Потом я их вижу — взбитый в пену снег, горящие глаза, острые морды. Зубы. Когти. Зубы.

Зубы.

Желтоватые. Влажные.

Вываленные языки. Розоватые дёсны. Капля слюны.

Зубы.

Что-то подскакивает внутри. Я пячусь. Кровь застит глаза.

Я маленькая, я такая маленькая, что один этот зуб больше моего уха. Мои когти им — ерунда, комариный укус; я сама им — смешная игрушка, меня можно швырнуть одним ударом лапы, как мяч, меня можно трепать, рвать, драть, и светлый мех смешается с осколками костей и кашей из крови и требухи.

Я разворачиваюсь и бегу.

Изо рта — пар, белый-белый, густой, как можжевеловый дым. Солнце слепит. Снег раскалён, снег жалит лицо, я тону в нём, тону, и с каждым прыжком всё труднее выдернуть себя из пучины.

Если я остановлюсь, я ухну в него с головой. И тогда за мной придут они. Они всё ближе; они совсем рядом; я слышу их запахи, я чую азарт и адреналин, и их желание догнать, поймать, присвоить стучит у меня в ушах. Я скачу зигзагами, как подстреленный заяц, я несусь, и деревья всё ближе.

Ныряю в подлесок, оборачиваюсь и понимаю: да им всё равно. Они проламывают заснеженные кусты, как бумагу, и я как-то вдруг сразу верю: нет здесь такого дерева, которое они не смогли бы покорить.

Прятаться негде. Бежать некуда, но я бегу. Пусть я куплю лишь полминутки времени, но это значит — ещё целых тридцать секунд до того, как зубы распорют моё брюхо.

Несусь на шум. Впереди — гомон бурной реки, перемалывающей обломки льдин; позади — грохот чужого дыхания.

Вот один из них останавливается, закидывает голову и воет, и у меня всё стынет внутри.

Они найдут меня здесь. Они совсем близко, и когда они догонят — когда зубы сомкнутся у меня на шее — всё закончится.

Моя смерть гонит меня к реке, и река в этот сезон тоже дышит смертью.

Я не знаю, умею ли я плавать.

Я вся, кажется, состою из этого запаха — чужого, пронзительного, свернувшегося в горле ядовитой змеёй.

Это запах борщевика. Это запах волчьего лыка. Это запах родового проклятия, мха на кладбищенских арках, манка над болотным бочагом, свечей во славу Полуночи.

Это запах смерти.

Я смотрю в её глаза — и прыгаю. Вода заливается в панически распахнутый рот, и льдины с треском сталкиваются над головой.

Я проснулась и села.

Вдох — выдох — и колотящееся сердце, успокаиваясь, признаёт: это всё давно не правда, это всё прошло и осталось далеко позади.

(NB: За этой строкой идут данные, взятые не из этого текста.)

PR #762, opened 2025-08-22
Add lockfiles to RAiDER

nate-kean:
## Description

Adds lockfiles to RAiDER via [conda/conda-lock](https://github.com/conda/conda-lock). Makes creating a RAiDER environment at least 10-40x faster.[^1]
1. Adds lockfiles generated against the current dev branch for every version of Python the project currently supports.
    - `conda-lock.yml` at project root is for our highest supported Python version, currently 3.12.
    - I put the others in `.circleci/`, since I expect they will be chiefly used for the CircleCI runners.
2. Updates README and CONTRIBUTING to reflect how the addition of the lockfile system will affect developers.
3. Configures the CircleCI runners to take advantage of the lockfiles.

[^1]: The "Create RAiDER environment" step used to take the CircleCI runners at least 15 minutes, and sometimes would time out after solving for 60 minutes. Now it takes about 1m30s including the extra time to install `conda-lock`.

## Motivation and Context

- This is primarily meant as an alternative solution to #757 to **fix the present CircleCI timeouts**. Giving the CI runners access to a lockfile allows them to create their RAiDER environment without solving it each time, which for this project is a step that sometimes would take so long that it would singlehandedly elapse the runners' 60 minute timeout.
- This will also allow developers, particularly those who are setting up RAiDER for the first time, to **create local environments faster**.
- **One caveat** is that this will add friction while submitting changes to `environment.yml`: any change to this file will now require also regenerating the lockfiles to keep them up to date with it. In other package managers/languages, this is done automatically, but unfortunately with conda we will have to remember to do this ourselves.  
I wrote and included a script that aids in doing this for us. See https://github.com/dbekaert/RAiDER/pull/762/files#diff-a590e97322c09b68d2481c457c63f1611410317c627f1019375a93aa3d39c2d3

## How Has This Been Tested?

The runners now all pass.

## Type of change

- [x] Bug fix (cures CircleCI timeouts)
- [x] New feature (makes CircleCI tests and new env installs faster)
- [x] Breaking change (developers have an extra thing to do when modifying `environment.yml`)

## Checklist:


tools/RAiDER/models/merra2.py
```diff
@@ -109,7 +109,7 @@ def _fetch(self, out: Path) -> None:
             + '.nc4'
         )
 
-        stream = pydap.client.open_url(url)
+        stream = xr.open_dataset(url, decode_times=False, engine='pydap')
```
jlmaurer, line 112: I think this snuck in here from #752

nate-kean: Good eye. Yes, I included part of #752 here to make all of the tests pass, because without it, tests that used `MERRA2._fetch()` were failing. For Python versions 3.9-3.12, this is the bare-minimum of the PR that is necessary. 

Would you rather I take it out here? Just know that the tests will probably start to display as failing.

jlmaurer: Got it. 👍 Nope that's fine

jlmaurer (approved):

PR #770, opened 2025-09-15
Bugfix/hack: Always use EPSG:4326 with GeocodedFile to fix crash

nate-kean:
## Description

Adds a line that transforms all bounding boxes the GeocodedFile AOI receives to EPSG:4326.

## Motivation and Context

Rest of the code is not properly set up to handle GeocodedFile AOIs that are not in EPSG:4326, which causes problems with EPSG:32617 interferograms like from ASF On Demand. I lack the time to fix this properly, but I did end up doing this much so that RAiDER would work with my code for the gemlab ASF On Demand notebook jlmaurer/gemlab#11. I offer what I have in case you might want to accept it and/or use it as a jumping-off point for a more in-depth solution.

In the case when the user inputs a geocoded file with projection other than EPSG:4326, this change fixes a crash, at the cost of more transformations in this code path, and any precision errors or other drawbacks that may come with it. A more thoughtful solution may be able to avoid doing a conversion here.  
In all other cases (other projections, other input AOI types), nothing is changed/affected.

## Type of change

## Checklist:

### DIFF
--- a/tools/RAiDER/llreader.py
+++ b/tools/RAiDER/llreader.py
@@ -332,7 +332,7 @@ class GeocodedFile(AOI):
 
         self._filename = path
         self.p = rio_profile(path)
-        self._bounding_box = transform_bbox(rio_extents(self.p), dest_crs=4326, src_crs=32617)
+        self._bounding_box = transform_bbox(rio_extents(self.p), dest_crs=4326, src_crs=self.p['crs'])
         self._is_dem = is_dem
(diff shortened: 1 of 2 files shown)


dbekaert:
Hi Nate,

Suggest we create/update a ticket where this support is flagged to be added
or add reference to this pr change here. If i understand this here refers
purely to the bounding box and the export projection as chosen by user is
still supported.

D.

PR #771, opened 2025-11-05
Update concat script to handle multiple subdirs + add noise-corrected residual

sssangha:
## Description
Support in concatenation script to pass wildcard for `--raiderDir` and `--gnssDir` added back in. Before proposed changes, only single path arguments were supported. Now both single path arguments and wildcards are supported.

I figured this was a change that needed to be reintroduced after legacy bash scripts collating data for global analyses I had between multiple directories were failing.

In addition, now the noise correction residual column is directly passed and added to the final output files. Before I had separate wrapper scripts to add this in

## Type of change

- [X] New feature (non-breaking change which adds functionality)

## Checklist:

- [X] I have successfully ran tests with your changes locally.

### DIFF
--- a/tools/RAiDER/gnss/processDelayFiles.py
+++ b/tools/RAiDER/gnss/processDelayFiles.py
@@ -437,11 +437,6 @@ def main(
     # estimate residual
     dfc['ZTD_minus_RAiDER'] = dfc['ZTD'] - dfc[raider_delay]
 
-    # estimate noise corrected residual using GNSS sigZTD
-    dfc["Residual_minus_sigZTD"] = (
-        (dfc["ZTD_minus_RAiDER"] ** 2) - (dfc["sigZTD"] ** 2)
-    ) ** 0.5
-
     print('Total number of rows in the concatenated file: ' f'{dfc.shape[0]}')
     print(f'Total number of rows containing NaNs: {dfc[dfc.isna().any(axis=1)].shape[0]}')
     print('Merge finished')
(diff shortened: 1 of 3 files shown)


tools/RAiDER/gnss/processDelayFiles.py
```diff
@@ -429,6 +437,11 @@ def main(
     # estimate residual
     dfc['ZTD_minus_RAiDER'] = dfc['ZTD'] - dfc[raider_delay]
 
+    # estimate noise corrected residual using GNSS sigZTD
```
jlmaurer: This is not quite right because it assumes that the standard deviation of this column will be the same as the standard deviation of the residuals minus the mean standard deviation of the ZTD, which is not true:
```
Var[X - Y] = Var[X] + Var[Y] - 2Cov(X, Y)
```
Here "X" can be the residuals and "Y" can be the sigZTD. What we want (or at least what we say in the paper) is 
```
\sigma_{model} = \sigma_X - \sigma_Y
```
which is quite different. You can't calculate the difference on a per-observation basis, only for the overall population variances. I'd suggest to leave this part off.

jlmaurer (dismissed):
See comment. Otherwise LGTM

tools/RAiDER/gnss/processDelayFiles.py
sssangha: Ok sounds good, yes I think this was passed as a vestige from before that we ended up dropping anyways

sssangha:
> See comment. Otherwise LGTM

Sounds good! I reverted that change and left everything else

jlmaurer (approved):

jlmaurer:
I'll merge once all tests pass

PR #774, opened 2025-11-06
In combine workflow, consistently map GNSS coordinates

sssangha:
In the raider combine workflow, if there are any inconsistencies in the Lat/Lon values between the two input files, then this will lead to dropped matches downstream as localtime estimation would be inconsistent. Thus here changes are introduced to consistently map Lat/Lon coordinates for each GNSS ID between both CSVs.

Also, I had encountered this warning when applying changes to a given dataframe:
```
SettingWithCopyWarning:
A value is trying to be set on a copy of a slice from a DataFrame. 
```

This arises because `pandas` can’t be sure whether the change is applied to the original DataFrame or just a temporary view. To circumvent this, before applying changes an independent dataframe is made (e.g. `dfr = dfr.copy()`) to essentially "refresh" the dataframe

## Type of change

## Checklist:

### DIFF
--- a/CHANGELOG.md
+++ b/CHANGELOG.md
@@ -15,6 +15,7 @@ and uses [Semantic Versioning](https://semver.org/spec/v2.0.0.html).
 * [743](https://github.com/dbekaert/RAiDER/pull/743) - Switched from HTTPS to DAP4 for retrieving MERRA2 data, and suppressed a warning for using DAP4 for GMAO data where doing so is not possible.
 
 ### Fixed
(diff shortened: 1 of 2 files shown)


sssangha:
@jlmaurer Not sure what to do about the coveralls failure.

I read that you could relax fail conditions in `.coveragerc` or the CI config (e.g., require a minimum coverage of 50% or only fail if it drops >0.5%), since here `0.06%` is very small

jlmaurer (approved):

Ты выплыла, Кесса. Ты справилась, и ты нашла другую дорогу, где больше ничего не пахнет.

Потянулась к часам: довольно рано, но ложиться снова нет уже смысла. Отбросила одеяло, села, и холод вцепился в голые колени; умылась, почистила зубы и сжевала сваренное с вечера яйцо.

Рыбы сожри этого Ардена. Должно быть, он совсем недавно в Огице и ещё не привык, что какие-то вещи, естественные на центральных территориях, здесь считаются ужасным хамством (спасибо за это всем богам сразу).

Это в Кланах при знакомстве можно и обниматься, и целовать руки, и зарываться носом в волосы: двоедушнику дай волю, и он обнюхает тебя с ног до головы, уделив особое внимание промежности. Как же можно иначе, когда и зверь, и тело требуют подробностей и близости! Запахом размечена твоя дорога, в запахе сказано, где ты есть и куда идёшь — и он скажет много больше имени, титулов и любых других слов.

Другое дело — дети луны, сотканные из света. Понюхай такого, и будешь проклят до конца своих дней. И хотя все они чем-нибудь да пахнут, сами лунные убеждены, что они — лишь искры разума, капсула «я», а телесность вторична и дана во бремя и испытание. Пока двоедушники охотно примеряют друг на друга клички, лунные берегут свои девять имён, а искры с их крыльев обнажают реальность.

Хотя кто бы говорил о реальности, если её, конечно же, нет, как нет ничего верного, ничего однозначного, ничего настоящего? Всякий колдун знает, что он лишь натянутая нить родовой крови между «тогда» и «потом», и нет разницы, где быть и кем — важно лишь быть в нужное время.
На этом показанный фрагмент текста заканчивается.